PR #3048, opened 2024-02-23
commons-compress: 1.25.0 → 1.26.0

fabianhjr:
Direct dependency of plexus-archiver via coursier

Already updated upstream pending a release: https://github.com/codehaus-plexus/plexus-archiver/commit/6077fd7385965710ed8dd5918acf6c2079497e9d

https://mvnrepository.com/artifact/org.apache.commons/commons-compress/1.25.0 https://mvnrepository.com/artifact/org.apache.commons/commons-compress/1.26.0

Addresses:

- CVE-2024-25710

PR #3049, opened 2024-02-24
Force transitive dependency commons-compress to 1.26.0 or newer

lefou:
This is to fix security issue CVE-2024-25710.

Supersedes https://github.com/com-lihaoyi/mill/pull/3048


fabianhjr:
ty <3

PR #3051, opened 2024-02-25
Fix some warnings

nightscape:
I'm not sure if some of those warnings were intentional.
If so, please let me know and I'll take them out of the PR.

### DIFF
--- a/main/codesig/src/JvmModel.scala
+++ b/main/codesig/src/JvmModel.scala
@@ -3,6 +3,7 @@ import scala.collection.mutable.LinkedHashMap
 import upickle.default.{ReadWriter, readwriter, stringKeyRW}
 
 import scala.annotation.switch
+import scala.collection.immutable.ArraySeq
 
 // This file contains typed data structures representing the types and values
 // found in the JVM bytecode: various kinds of types, method signatures, method
@@ -223,7 +224,10 @@ object JvmModel {
         args.addOne(JType.read(s.substring(index, split + 1)))
         index = split + 1
       }
-      new Desc(args.result(), JType.read(s.substring(closeParenIndex + 1)))
+      new Desc(
+        ArraySeq.unsafeWrapArray(args.result()),
+        JType.read(s.substring(closeParenIndex + 1))
+      )
     }
 
     implicit val ordering: Ordering[Desc] = Ordering.by(_.pretty)
--- a/main/codesig/test/cases/callgraph/realistic/3-par-merge-sort/src/Hello.scala
+++ b/main/codesig/test/cases/callgraph/realistic/3-par-merge-sort/src/Hello.scala
@@ -3,11 +3,12 @@ package hello
 // Taken from https://github.com/handsonscala/handsonscala/blob/ebc0367144513fc181281a024f8071a6153be424/examples/13.7%20-%20ParallelMergeSort/MergeSort.sc
 import mainargs.main
 
-object Main{
+object Main {
 
   import scala.concurrent._, duration.Duration.Inf, java.util.concurrent.Executors
 
-  implicit val ec = ExecutionContext.fromExecutorService(Executors.newFixedThreadPool(8))
+  implicit val ec: ExecutionContextExecutorService =
+    ExecutionContext.fromExecutorService(Executors.newFixedThreadPool(8))
 
   def mergeSortParallel[T: Ordering](items: IndexedSeq[T]): IndexedSeq[T] = {
     Await.result(mergeSortParallel0(items), Inf)
@@ -89,4 +90,4 @@ object Main{
         "hello.Main$#mergeSortSequential(scala.collection.immutable.IndexedSeq,scala.math.Ordering)scala.collection.immutable.IndexedSeq"
     ]
 }
-*/
+ */
--- a/main/codesig/test/cases/callgraph/realistic/3-par-merge-sort/src/Hello.scala
+++ b/main/codesig/test/cases/callgraph/realistic/3-par-merge-sort/src/Hello.scala
@@ -90,4 +90,4 @@ object Main {
         "hello.Main$#mergeSortSequential(scala.collection.immutable.IndexedSeq,scala.math.Ordering)scala.collection.immutable.IndexedSeq"
     ]
 }
- */
+*/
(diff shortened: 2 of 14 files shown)


contrib/scoverage/api/src/mill/contrib/scoverage/api/ScoverageReportWorkerApi.scala
```diff
@@ -28,7 +28,7 @@ trait ScoverageReportWorkerApi {
     ctx.log.error(
       "Binary compatibility stub may cause infinite loops with StackOverflowError. You need to implement: def report(ReportType, Seq[Path], Seq[Path], os.Path): Unit"
     )
-    report(reportType, sources, dataDirs)
+    report(reportType, sources, dataDirs, ctx.workspace)
```
lefou, line 31: This doesn't look right to me. At least in the browser. Your change make the explicit code comment incorrect. If I read this correctly, this report method is meant to be implemented by downstream classes, but to preserve binary compatibility, we can't make it abstract. Hence, we need to call the versions which is guaranteed to be implemented (which is the deprecated one) to avoid any kind of runtime failure.

main/codesig/src/JvmModel.scala
```diff
@@ -223,7 +223,10 @@ object JvmModel {
         args.addOne(JType.read(s.substring(index, split + 1)))
         index = split + 1
       }
-      new Desc(args.result(), JType.read(s.substring(closeParenIndex + 1)))
+      new Desc(
+        collection.immutable.ArraySeq.unsafeWrapArray(args.result()),
```
lefou, line 227: If this is `scala.collection.immutable.ArraySeq`, then I think it's reasonable to just import it at the top of the file.

scalajslib/test/src/mill/scalajslib/FullOptESModuleTests.scala
```diff
@@ -29,7 +29,7 @@ object FullOptESModuleTests extends TestSuite {
 
     test("fullOpt with ESModule moduleKind") {
       val result =
-        fullOptESModuleModuleEvaluator(FullOptESModuleModule.fullOptESModuleModule.fullOpt)
+        fullOptESModuleModuleEvaluator(FullOptESModuleModule.fullOptESModuleModule.fullLinkJS)
```
lefou, line 32: Hard to tell, whether this was intentional. But if we are going to test `fullLinkJS` instead of the deprecated `fullOpt`, we should also rename the test case and the involved `val`s and `object`s. They currently all contain the `fullOpt`.

scalajslib/test/src/mill/scalajslib/HelloJSWorldTests.scala
```diff
@@ -124,7 +124,7 @@ object HelloJSWorldTests extends TestSuite {
       val module = HelloJSWorld.helloJsWorld(scalaVersion, scalaJSVersion)
       val jsFile =
         if (legacy) {
-          val task = if (optimize) module.fullOpt else module.fastOpt
+          val task = if (optimize) module.fullLinkJS else module.fastLinkJS
```
lefou, line 127: This seems to be wrong. I think the `legacy: Boolean` switch is exactly there to test the `fullOpt` and `fastOpt` targets.

scalajslib/test/src/mill/scalajslib/MultiModuleTests.scala
```diff
@@ -39,7 +39,7 @@ object MultiModuleTests extends TestSuite {
     prepareWorkspace()
 
     def checkOpt(optimize: Boolean) = {
-      val task = if (optimize) MultiModule.client.fullOpt else MultiModule.client.fastOpt
+      val task = if (optimize) MultiModule.client.fullLinkJS else MultiModule.client.fastLinkJS
```
lefou, line 42: Doesn't look right. The test cases, that call `checkOpt` are named `fastOpt` and `fullOpt`.

lefou (changes requested):
Thank you for cleaning the code base! I commented some lines. Some changes seem to be not right. If a test case says it's testing some target, then we should ensure it's calling that target, even if it is deprecated.

nightscape:
I addressed your comments and rebased on the latest `main`.
Let's see what the tests say 😉

nightscape:
@lefou I guess the tests failing on some platforms are unrelated to my changes?
If so, this would be good to merge from my side 😃

lefou:
I think this test error is not unrelated.

```
 X mill.codesig.CallGraphTests.realistic.3-par-merge-sort 38ms 
  ujson.ParseException: expected whitespace or eof got "*" at index 2817
    ujson.CharParser.die(CharParser.scala:98)
    ujson.CharParser.parse(CharParser.scala:77)
    ujson.StringParser$.transform(StringParser.scala:28)
    ujson.StringParser$.transform(StringParser.scala:27)
    ujson.Readable$fromTransformer.transform(Readable.scala:19)
    upickle.Api.$anonfun$read$1(Api.scala:42)
    upickle.core.TraceVisitor$.withTrace(TraceVisitor.scala:18)
    upickle.Api.read(Api.scala:42)
    upickle.Api.read$(Api.scala:41)
    upickle.default$.read(Api.scala:238)
    mill.codesig.CallGraphTests$.$anonfun$parseJson$8(CallGraphTests.scala:191)
    scala.Option.map(Option.scala:242)
    mill.codesig.CallGraphTests$.parseJson(CallGraphTests.scala:191)
    mill.codesig.CallGraphTests$.testDirectCallGraph(CallGraphTests.scala:112)
    mill.codesig.CallGraphTests$.testExpectedCallGraph(CallGraphTests.scala:97)
    mill.codesig.CallGraphTests$.$anonfun$tests$59(CallGraphTests.scala:13)
```

main/codesig/test/cases/callgraph/realistic/3-par-merge-sort/src/Hello.scala
```diff
@@ -89,4 +90,4 @@ object Main{
         "hello.Main$#mergeSortSequential(scala.collection.immutable.IndexedSeq,scala.math.Ordering)scala.collection.immutable.IndexedSeq"
     ]
 }
-*/
+ */
```
lefou, line 93: This inserted whitespace could be the issue of the test failure.

lefou:
```suggestion
*/
```

nightscape: Ah, looks like the IntelliJ code formatter has automatically formatted the file...
Your change seems to have fixed it 👍

lefou (approved):
Looks good to me.

PR #5073, opened 2025-05-06
Draft: Implement watching file paths via `oslib.watch` (for `0.12.x` branch)

arturaz:
Backport of https://github.com/com-lihaoyi/mill/pull/5068

The fs watching is *disabled* by default and can be disabled via `--watch-via-fs-notify=true`.


runner/src/mill/runner/Watching.scala
```diff
@@ -15,72 +15,194 @@ import scala.annotation.tailrec
...
 
   def watchAndWait(
       streams: SystemStreams,
       setIdle: Boolean => Unit,
       stdin: InputStream,
       watched: Seq[Watchable],
-      colors: Colors
+      colors: Colors,
+      useNotify: Boolean,
+      serverDir: os.Path
```
lihaoyi, line 99: Let's just pass in `WatchArgs` directly rather than unpacking it, since we already have it in a convenient `case class`

runner/src/mill/runner/Watching.scala
```diff
@@ -15,72 +15,194 @@ import scala.annotation.tailrec
...
+    streams.err.println {
+      val viaFsNotify = if (useNotify) " (via fsnotify)" else ""
       colors.info(
-        s"Watching for changes to ${watchedPaths.size} paths$watchedValueStr... (Enter to re-run, Ctrl-C to exit)"
+        s"Watching for changes to ${watchedPathsSeq.size} paths$viaFsNotify$watchedValueStr... (Enter to re-run, Ctrl-C to exit)"
       ).toString
-    )
+    }
+
+    def doWatch(notifiablesChanged: () => Boolean) = {
```
lihaoyi, line 119: Let's rename this `doPollingWatch` or something to distinguish it from the notify watch

lihaoyi, line 119: Let's rename this `doPollingWatch` or something to distinguish it from the notify watch code path

runner/src/mill/runner/Watching.scala
```diff
@@ -15,72 +15,194 @@ import scala.annotation.tailrec
...
+      //   root/a/b/c
+      //   root/a/b
+      //   root/a
+      //   root
+      val filterPaths = pathsUnderWorkspaceRoot.flatMap { path =>
+        path.relativeTo(workspaceRoot).segments.inits.map(segments => workspaceRoot / segments)
+      }
+      writeToWatchLog(s"[watched-paths:filtered] ${filterPaths.toSeq.sorted.mkString("\n")}")
+
+      Using.resource(os.watch.watch(
```
lihaoyi, line 163: This whole block of code should probably be moved into a separate helper method, maybe `doNotifyWatch`, in contrast to `doPollingWatch`

Issue #5076, opened 2025-05-06
Mill scripts broke BSP support for older Mill versions


lefou:
The regression was introduced in https://github.com/com-lihaoyi/mill/pull/5061

The script no longer passes the `mill.main.cli` system property to the actual JVM process, resulting in a invalid `BSP/mill-bsp.json` connection file.

lefou:
Although this property is no longer in use, we still need it for older Mill versions. The Mill bootstrap scripts are supposed to be universal launchers for whatever Mill version the user selects, so they can't just drop required features of the latest stable Mill version. In fact, we need to support these features for a very long time.

PR #5077, opened 2025-05-06
Fix support for older Mill version in bootstrap scripts

lefou:
Fix https://github.com/com-lihaoyi/mill/issues/5076

Although this property is no longer in use,
we still need it for older Mill versions,
including the latest available stable Mill release `0.12.10`.

This reverts some changes from PR https://github.com/com-lihaoyi/mill/pull/5061

### DIFF
--- a/ci/mill.ps1
+++ b/ci/mill.ps1
@@ -134,4 +134,5 @@ if ($null -ne $remainingArgs) {
     }
 }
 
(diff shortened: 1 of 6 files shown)


lihaoyi (approved):
Maybe let's also add some comments so next time we see it "unused" we know not to delete it?

lefou:
> Maybe let's also add some comments so next time we see it "unused" we know not to delete it?

Already on it.

PR #5080, opened 2025-05-07
More Unit test classloader leak detection and cleanup

lihaoyi:
* Move `MillURLClassLoader` into its own file with related logic

* Use `Jvm.createClassLoader` in more places, replace `RunnerState.URLClassLoader`


libs/kotlinlib/src/mill/kotlinlib/KotlinModule.scala
```diff
@@ -162,8 +160,11 @@ trait KotlinModule extends JavaModule { outer =>
     jars.toSeq
   }
 
+  def kotlinWorkerClassLoader = Task.Worker {
+    mill.util.Jvm.createClassLoader(kotlinCompilerClasspath().map(_.path), getClass.getClassLoader)
+  }
```
lefou, line 165: This is probably not what we want. It means, we create a classloader for each `KotlinModule` instead of sharing classes between all modules using the same Kotlin toolchain. The Classloader should be managed in the `KotlinWorkerManager`.

lihaoyi: Yes, we probably want to make it a `CachedFactory` like we have for `JvmWorkerImpl`

lefou: Was this peculiar piece of code leaking or could we just revert the part affecting `KotlinModule` for now?

lihaoyi: IIRC I noticed it because it was getting caught by some of the new unit test leak checks. It shouldn't be too hard to make it a `CachedFactory`, I can do it after my current PR is done

lefou: That would be great. Kotlin compiler is already the slowest compiler in our tool box, and dropping possible gains from shared hot classloaders would be a a real loss.

Issue #4522, opened 2025-02-10
Intermittent code cache full messages in main (500USD Bounty)


lihaoyi:
---

**From the maintainer Li Haoyi**: I'm putting a 500USD bounty on this issue, payable by bank transfer on a merged PR fixing this.

See https://github.com/orgs/com-lihaoyi/discussions/6 for other bounties and the terms and conditions that bounties operate under 

---

e.g.

```
[12107] [info] compiling 1 Scala source to /Users/lihaoyi/Github/mill/out/core/server/test/semanticDbData.dest/classes ..
OpenJDK 64-Bit Server VM warning: CodeHeap 'non-profiled nmethods' is full. Compiler has been disabled.
OpenJDK 64-Bit Server VM warning: Try increasing the code heap size using -XX:NonProfiledCodeHeapSize=
[99.636s][warning][codecache] CodeHeap 'non-profiled nmethods' is full. Compiler has been disabled.
[99.636s][warning][codecache] Try increasing the code heap size using -XX:NonProfiledCodeHeapSize=
CodeHeap 'non-profiled nmethods': size=120032Kb used=119871Kb max_used=119871Kb free=161Kb
 bounds [0x0000000112248000, 0x0000000119780000, 0x0000000119780000]
CodeHeap 'profiled nmethods': size=120016Kb used=99387Kb max_used=120016Kb free=20628Kb
 bounds [0x000000010a780000, 0x0000000111cb4000, 0x0000000111cb4000]
CodeHeap 'non-nmethods': size=5712Kb used=1932Kb max_used=2116Kb free=3779Kb
 bounds [0x0000000111cb4000, 0x0000000111f24000, 0x0000000112248000]
 total_blobs=69508 nmethods=68283 adapters=1132
 compilation: disabled (not enough contiguous free space left)
              stopped_count=1, restarted_count=0
 full_count=1
```

Seems to have started only after merging the Scala 3 update. Probably leaking a classloader somewhere.

The completion criteria is a consistent reproduction, and a PR which can be shown to fix the issue.

gamlerhart:
I had this one on 0.12.7 as well, after upgrading from 0.12.5. 

However, I had it once, and then couldn't reproduce it.

zelosleone:
I was able to reproduce this both locally and in github ci, I will try to see if i can fix it

lihaoyi:
[...]

PR #5082, opened 2025-05-08
More work to fix classloader leaks

lihaoyi:
WIP to address https://github.com/com-lihaoyi/mill/issues/4522

* Move `MillURLClassLoader` into `mill.api` so the `openClassloaders` count is global across the entire Mill JVM process
* Add `label: String`s to `MillURLClassLoader`s, defaulting to `sourcecode.Enclosing`, to provide a more human-readable experience than storing the long classpaths
* Remove `AllBootstrapEvaluators`: it is no longer used since we made `mill.idea.GenIdea` and `mill.bsp.BSP` hardcoded parts of `MillMain`
* Move some logic in `GroupExecution` and `MillBuildBootstrap` into their companion objects to try and limit the lambdas in the code from capturing the enclosing `this` object and causing leaks when they in turn are captured by the coursier thread pool picking up `DynamicVariable`s/`InheritableThreadLocal`s
* Name all threads
* Set `-Dscalac.filebasedcache.defer.close.ms=0` on the Mill server process to fix https://github.com/com-lihaoyi/mill/issues/5083, which was leaking threads that were in turn capturing and leaking their referenced classloaders

## Testing

* Added an integration smoketest `integration/feature/leak-hygiene` to try and detect classloader and thread leaks

* Manual Testing: with this PR running `rm -rf out` then `./mill-assembly.jar clean && ./mill-assembly.jar __.compile`, taking a JProfiler heap snapshot, and then repeating it a second time on the same `MillServerMain` process results in the same number of `java.net.URLClassLoader`s being reachable in both, whereas previously that number would rise by ~20 each iteration


lefou:
@lihaoyi 
> * Remove `AllBootstrapEvaluators`: it is no longer used since we made `mill.idea.GenIdea` and `mill.bsp.BSP` hardcoded parts of `MillMain`

Doesn't that mean, no Mill Module or plugin can provide comparable functionality anymore, e.g. an hypothetical Eclipse project generator.

lihaoyi:
@lefou yes that is right. Those APIs were meant for us to use ourselves, and I'm not aware of anyone who is relying on those APIs. But if someone needs it, or we explicitly want to support this functionality, I can put it back.

PR #5092, opened 2025-05-09
Rebootstrap on yaml header mill-jvm-version parsing fixes

lihaoyi:


lihaoyi:
Going to close this as wontfix since we actually use `.mill-jvm-version` as a `Task.Source` to set the default Java version in the Mill launcher JVM bootstrap code path, so it's not trivial to move it into the YAML header as `//| mill-jvm-version:` without more work to make the YAML header metadata available to the build

PR #5102, opened 2025-05-10
bugfix: All git cmds should be run with cwd=vcsBasePath

forever043:
When mill `out/` directory was moved out of srctree by MILL_OUTPUT_DIR env, all git cmds w/o `cwd` set to `vcsBasePath` will be failed.


forever043:
same as https://github.com/lefou/mill-vcs-version/pull/177

lihaoyi:
Thanks!

PR #4928, opened 2025-04-13
Mill sonatype central publishing doc

c0d33ngr:
This PR is to close #4754

PR #5107, opened 2025-05-12
Backport "Mill sonatype publishing doc"

lihaoyi:
Backport of https://github.com/com-lihaoyi/mill/pull/4928 to 0.12.x


lihaoyi:
The failed scalalib test passes locally on my laptop, going to merge this regardless

lefou:
I'm surprised about the removal of the sonatypecentral contrib plugin. We should avoid removing anything between 0.12.11 and 0.12.12, which gives a bad taste, esp. those who fear the larger breakages towards 1.0.0. Given how important this plugin becomes we hurt all users who already adopted it. I think we should keep the plugin functional, maybe by aliasing it.

lihaoyi:
Good point, let me put it back. It wasn't a conscious decision to remove, it just disappeared as part of the `git cherry-pick` and I didn't notice it

PR #5109, opened 2025-05-12
Rebootstrap on top of sonatype central published artifacts

lihaoyi:
File extension for the download URL needed to change, because the new sonatype central publishing pipeline doesn't accept shell-prefixed assemblies or native image binaries with the `.jar` prefix, so I instead suffixed it with `.exe`


mill
```diff
@@ -23,10 +23,10 @@
 # into a cache location (~/.cache/mill/download).
 #
 # Mill Project URL: https://github.com/com-lihaoyi/mill
-# Script Version: 0.13.0-M2-63-e8edbd
+# Script Version: debug-badge-21-6ec959-DIRTY9d9881ba
```
lefou, line 26: This version doesn't look right.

══════

• [Task brief]: Copy the lines above exactly, from the very first through the one containing "I'm not sure", and include no other line.

• [Exercise solution]:
PR #3048, opened 2024-02-23
commons-compress: 1.25.0 → 1.26.0

fabianhjr:
Direct dependency of plexus-archiver via coursier

Already updated upstream pending a release: https://github.com/codehaus-plexus/plexus-archiver/commit/6077fd7385965710ed8dd5918acf6c2079497e9d

https://mvnrepository.com/artifact/org.apache.commons/commons-compress/1.25.0 https://mvnrepository.com/artifact/org.apache.commons/commons-compress/1.26.0

Addresses:

- CVE-2024-25710

PR #3049, opened 2024-02-24
Force transitive dependency commons-compress to 1.26.0 or newer

lefou:
This is to fix security issue CVE-2024-25710.

Supersedes https://github.com/com-lihaoyi/mill/pull/3048


fabianhjr:
ty <3

PR #3051, opened 2024-02-25
Fix some warnings

nightscape:
I'm not sure if some of those warnings were intentional.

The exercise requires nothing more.